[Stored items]

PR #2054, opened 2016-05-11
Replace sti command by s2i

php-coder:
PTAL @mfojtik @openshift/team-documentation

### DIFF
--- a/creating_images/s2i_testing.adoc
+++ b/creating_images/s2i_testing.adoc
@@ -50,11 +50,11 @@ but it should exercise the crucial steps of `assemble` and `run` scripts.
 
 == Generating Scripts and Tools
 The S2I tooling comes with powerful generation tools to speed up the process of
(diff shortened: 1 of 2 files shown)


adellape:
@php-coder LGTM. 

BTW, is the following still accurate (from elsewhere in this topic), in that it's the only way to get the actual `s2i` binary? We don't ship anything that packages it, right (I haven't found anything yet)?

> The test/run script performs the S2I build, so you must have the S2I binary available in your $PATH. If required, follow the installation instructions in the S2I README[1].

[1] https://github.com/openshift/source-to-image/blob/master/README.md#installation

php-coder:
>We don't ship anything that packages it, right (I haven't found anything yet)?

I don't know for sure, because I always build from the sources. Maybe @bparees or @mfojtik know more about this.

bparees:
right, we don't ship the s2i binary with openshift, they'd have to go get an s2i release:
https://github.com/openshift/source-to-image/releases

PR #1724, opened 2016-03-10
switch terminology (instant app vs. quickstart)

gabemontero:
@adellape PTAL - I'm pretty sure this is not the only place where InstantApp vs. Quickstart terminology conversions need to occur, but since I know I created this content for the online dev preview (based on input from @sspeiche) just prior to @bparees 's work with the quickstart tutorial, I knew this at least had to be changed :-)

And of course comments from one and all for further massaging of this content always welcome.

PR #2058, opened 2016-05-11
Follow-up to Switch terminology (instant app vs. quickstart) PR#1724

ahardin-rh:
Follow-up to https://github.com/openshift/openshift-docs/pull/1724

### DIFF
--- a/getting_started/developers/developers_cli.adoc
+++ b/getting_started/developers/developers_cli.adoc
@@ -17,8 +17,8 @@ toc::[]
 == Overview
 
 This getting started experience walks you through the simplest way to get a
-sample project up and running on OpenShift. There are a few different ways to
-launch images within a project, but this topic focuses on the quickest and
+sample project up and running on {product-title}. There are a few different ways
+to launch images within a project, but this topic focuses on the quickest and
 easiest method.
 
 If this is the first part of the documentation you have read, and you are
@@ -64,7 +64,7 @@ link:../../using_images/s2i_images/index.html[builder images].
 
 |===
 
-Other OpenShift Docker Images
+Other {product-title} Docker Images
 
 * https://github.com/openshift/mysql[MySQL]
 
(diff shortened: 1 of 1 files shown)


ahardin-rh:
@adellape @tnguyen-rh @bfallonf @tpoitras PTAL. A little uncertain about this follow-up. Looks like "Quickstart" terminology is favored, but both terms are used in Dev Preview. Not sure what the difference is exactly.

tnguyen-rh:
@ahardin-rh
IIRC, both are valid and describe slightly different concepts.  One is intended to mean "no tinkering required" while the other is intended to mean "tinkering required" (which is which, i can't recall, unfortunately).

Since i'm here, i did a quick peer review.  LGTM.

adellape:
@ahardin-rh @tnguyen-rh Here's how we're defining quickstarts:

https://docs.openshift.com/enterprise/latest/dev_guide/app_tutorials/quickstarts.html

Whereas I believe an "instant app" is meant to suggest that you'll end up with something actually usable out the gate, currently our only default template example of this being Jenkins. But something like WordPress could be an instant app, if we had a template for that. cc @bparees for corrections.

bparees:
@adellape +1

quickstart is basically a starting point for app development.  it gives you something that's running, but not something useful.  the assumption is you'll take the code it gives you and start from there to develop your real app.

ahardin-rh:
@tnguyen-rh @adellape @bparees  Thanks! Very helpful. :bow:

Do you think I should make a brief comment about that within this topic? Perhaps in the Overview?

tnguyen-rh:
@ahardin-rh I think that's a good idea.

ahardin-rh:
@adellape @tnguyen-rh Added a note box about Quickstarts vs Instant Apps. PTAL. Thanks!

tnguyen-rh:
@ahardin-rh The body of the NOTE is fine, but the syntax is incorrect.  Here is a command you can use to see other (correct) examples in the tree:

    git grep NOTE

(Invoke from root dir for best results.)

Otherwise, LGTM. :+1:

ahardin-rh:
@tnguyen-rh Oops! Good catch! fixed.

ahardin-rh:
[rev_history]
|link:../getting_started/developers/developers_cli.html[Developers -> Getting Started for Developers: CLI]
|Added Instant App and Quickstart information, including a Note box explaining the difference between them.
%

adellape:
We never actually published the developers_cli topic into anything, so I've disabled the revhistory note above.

◆ **Exercise requirements**
Take each line above that holds the string "README" and copy it.

◆ **Solution below**
> The test/run script performs the S2I build, so you must have the S2I binary available in your $PATH. If required, follow the installation instructions in the S2I README[1].
[1] https://github.com/openshift/source-to-image/blob/master/README.md#installation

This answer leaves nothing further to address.